PR #926, opened 2020-11-28
Favor `lookupPathToId` over `pathToId`

### LINKED ISSUE #921: pathToId is partial
When editing Shake I was changing an import from `import Data.Either` to `import Data.Either.Extra`. It froze at `import Data.Either.Extr` with the message:

```
Data.HashMap.Internal.(!): key not found
CallStack (from HasCallStack):
  error, called at .\\Data\\HashMap\\Internal.hs:756:16 in unordered-con_-0.2.13.0-6786623f456cdab63dfcd11cc799ca8c6a341945:Data.HashMap.Internal
  !, called at src\Development\IDE\Import\DependencyInformation.hs:108:40 in ghcide-0.5.0-inplace:Development.IDE.Import.DependencyInformation
```

That seems to correspond to `pathToId`. Looking at the use cases of `pathToId`, I see:

* `reportImportCyclesRule`, but that seems OK since we've just asked for the dependency information for the file we're passing, so I assume the invariant is OK.
* `transitiveReverseDependencies` called by `typecheckParentsAction` which seems to rely on the current module graph having a given file in it. I don't see why that's guaranteed, and I think having `transitiveReverseDependencies` return `Nothing` if file resolution fail makes more sense.
* `immediateReverseDependencies` called by `needsCompilationRule` - same issue as the transitive case, and I think we'd be better served by a Nothing.
* `transitiveDeps`, which uses a dependency information based on a file we have at hand.

I'd suggest that `transitiveReverseDependencies` and `immediateReverseDependencies` be rewritten on top of `lookupPathToId` with `Nothing` returns. I don't know which broke for me, but I suspect its one of them.

Given that this occurred during editing, there are likely race conditions between completions or something and checking, so I don't see reproducing as a particularly fruitful endeavour, and I suspect writing a test is hard without the ability to reproduce.

samuela:
Fixes #921.

Done: `transitiveReverseDependencies` and `immediateReverseDependencies` have been refactored to return `Maybe [...]`.

I haven't changed `reportImportCyclesRule` or `transitiveDeps` as they seem to be acquitted in https://github.com/haskell/ghcide/issues/921#issue-749520646, although I can't say that I personally understand the logic there.

TODO: Predictably these types changing has stirred up type errors elsewhere. Although there are obvious workarounds, I'm not familiar with the desired behavior for these call sites to propose just converting `Nothing` -> `[]`.

https://github.com/haskell/ghcide/blob/30a46e8a18263c7b76384b854f40b21e6e88f7ba/src/Development/IDE/Core/FileStore.hs#L245

I imagine this should error out if we fail to get the reverse dependencies? If so, what's the appropriate way to error out of the `Action` monad?

https://github.com/haskell/ghcide/blob/f4bfe9c103e34de1d61d28f459eddf9e87f5c712/src/Development/IDE/Core/Rules.hs#L913

I imagine that `needsCompilationRule` should never fail? I don't understand what's going on here.

### DIFF
--- a/src/Development/IDE/Import/DependencyInformation.hs
+++ b/src/Development/IDE/Import/DependencyInformation.hs
@@ -317,23 +317,23 @@ partitionSCC (AcyclicSCC x:rest) = first (x:)   $ partitionSCC rest
 partitionSCC []                  = ([], [])
 
 -- | Transitive reverse dependencies of a file
-transitiveReverseDependencies :: NormalizedFilePath -> DependencyInformation -> [NormalizedFilePath]
-transitiveReverseDependencies file DependencyInformation{..} =
-  let FilePathId cur_id = pathToId depPathIdMap file
-  in map (idToPath depPathIdMap . FilePathId) (IntSet.toList (go cur_id IntSet.empty))
+transitiveReverseDependencies :: NormalizedFilePath -> DependencyInformation -> Maybe [NormalizedFilePath]
+transitiveReverseDependencies file DependencyInformation{..} = do
+    FilePathId cur_id <- lookupPathToId depPathIdMap file
+    return $ map (idToPath depPathIdMap . FilePathId) (IntSet.toList (go cur_id IntSet.empty))
   where
     go :: Int -> IntSet -> IntSet
     go k i =
-      let outwards = fromMaybe IntSet.empty (IntMap.lookup k depReverseModuleDeps  )
+      let outwards = fromMaybe IntSet.empty (IntMap.lookup k depReverseModuleDeps)
           res = IntSet.union i outwards
           new = IntSet.difference i outwards
       in IntSet.foldr go res new
 
 -- | Immediate reverse dependencies of a file
-immediateReverseDependencies :: NormalizedFilePath -> DependencyInformation -> [NormalizedFilePath]
-immediateReverseDependencies file DependencyInformation{..} =
-  let FilePathId cur_id = pathToId depPathIdMap file
-  in map (idToPath depPathIdMap . FilePathId) (maybe mempty IntSet.toList (IntMap.lookup cur_id depReverseModuleDeps))
+immediateReverseDependencies :: NormalizedFilePath -> DependencyInformation -> Maybe [NormalizedFilePath]
+immediateReverseDependencies file DependencyInformation{..} = do
+  FilePathId cur_id <- lookupPathToId depPathIdMap file
+  return $ map (idToPath depPathIdMap . FilePathId) (maybe mempty IntSet.toList (IntMap.lookup cur_id depReverseModuleDeps))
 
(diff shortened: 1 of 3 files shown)


pepeiborra:
The call site in `FileStore.hs` is being asked to perform typechecking of the "parents" of the module in the given path. A return value of `Nothing` in `transitiveReverseDependencies` would mean that this file is not in the module graph, which can happen if a `ModSummary` could not be parsed out of it. It would be ok to do nothing in this case.

The call site in `Rules.hs` should never return `Nothing` because only a few lines above there is a successful call to `GetModSummaryWithoutTimestamps`, and it would be ok to handle a `Nothing` with an `error`.

src/Development/IDE/Import/DependencyInformation.hs
```diff
@@ -317,23 +317,23 @@ partitionSCC (AcyclicSCC x:rest) = first (x:)   $ partitionSCC rest
...
 
 -- | Immediate reverse dependencies of a file
-immediateReverseDependencies :: NormalizedFilePath -> DependencyInformation -> [NormalizedFilePath]
-immediateReverseDependencies file DependencyInformation{..} =
-  let FilePathId cur_id = pathToId depPathIdMap file
-  in map (idToPath depPathIdMap . FilePathId) (maybe mempty IntSet.toList (IntMap.lookup cur_id depReverseModuleDeps))
+immediateReverseDependencies :: NormalizedFilePath -> DependencyInformation -> Maybe [NormalizedFilePath]
+immediateReverseDependencies file DependencyInformation{..} = do
+  FilePathId cur_id <- lookupPathToId depPathIdMap file
+  return $ map (idToPath depPathIdMap . FilePathId) (maybe mempty IntSet.toList (IntMap.lookup cur_id depReverseModuleDeps))
```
☆ ☆ ☆ ☆ ☆
◆ The problem:
In the listing above, start at the line with "TODO: Predictably these", go on through the line with "I imagine this", and copy each of those lines exactly; leave out all the rest.

◆ Result of this exercise:
TODO: Predictably these types changing has stirred up type errors elsewhere. Although there are obvious workarounds, I'm not familiar with the desired behavior for these call sites to propose just converting `Nothing` -> `[]`.

https://github.com/haskell/ghcide/blob/30a46e8a18263c7b76384b854f40b21e6e88f7ba/src/Development/IDE/Core/FileStore.hs#L245

I imagine this should error out if we fail to get the reverse dependencies? If so, what's the appropriate way to error out of the `Action` monad?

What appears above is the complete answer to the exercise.